[WORK ORDER] Below are some records; copy each line in them that contains "AffMatchResultChooser".

[DATA EXTRACTS]

PR #498, opened 2016-06-15
Closes #487: Allow multiple aff matches for single affiliation

### LINKED ISSUE #487: Change the algorithm so it returns multiple aff matches
Every affiliation should go through all matchers.

madryk:


iis-wf/iis-wf-affmatching/src/main/java/eu/dnetlib/iis/wf/affmatching/AffMatchingService.java
```diff
@@ -124,23 +128,26 @@ private void checkArguments(JavaSparkContext sc, String inputAffPath, String inp
...
         
         
         for (AffOrgMatcher affOrgMatcher : affOrgMatchers) {
             
-            JavaRDD<AffMatchResult> matchedAffOrgs = affOrgMatcher.match(idAffiliations.values(), normalizedOrganizations);
+            JavaRDD<AffMatchResult> matchedAffOrgs = affOrgMatcher.match(normalizedAffiliations, normalizedOrganizations);
             
-            allMatchedAffOrgs = allMatchedAffOrgs.union(matchedAffOrgs);
+            JavaPairRDD<String, AffMatchResult> matchedAffOrgsWithKey = matchedAffOrgs
+                    .keyBy(x -> x.getAffiliation().getId() + AFF_ORG_ID_SEPARATOR + x.getOrganization().getId());
```
mpol: I would probably use Tuple2<String, String> as key.

iis-wf/iis-wf-affmatching/src/main/java/eu/dnetlib/iis/wf/affmatching/match/AffMatchResultChooser.java
```diff
@@ -13,7 +13,7 @@
  * @author Łukasz Dumiszewski
 */
 
-class AffMatchResultChooser implements Serializable {
+public class AffMatchResultChooser implements Serializable {
```
mpol: This is now always called with equal organization ids. Should be simplified, or not?

PR #524, opened 2016-06-22
Closes #523: Integration test fails for direct citation matching

### LINKED ISSUE #523: Integration test fails for direct citation matching
After #506 the integration test fails on the test cluster because Spark requests too much memory from the cluster and the job hangs without executors.

mpol:


iis-wf/iis-wf-citationmatching-direct/src/test/resources/eu/dnetlib/iis/wf/citationmatching/direct/test/oozie_app/workflow.xml
```diff
@@ -77,6 +77,10 @@
                     <name>output</name>
                     <value>${workingDir}/output/citation</value>
                 </property>
+                <property>
+                    <name>sparkExecutorMemory</name>
+                    <value>1G</value>
+                </property>
```
madryk: It would be nice to limit sparkNumExecutors also. Let's say to 2 executors?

[REPLY]
iis-wf/iis-wf-affmatching/src/main/java/eu/dnetlib/iis/wf/affmatching/match/AffMatchResultChooser.java
-class AffMatchResultChooser implements Serializable {
+public class AffMatchResultChooser implements Serializable {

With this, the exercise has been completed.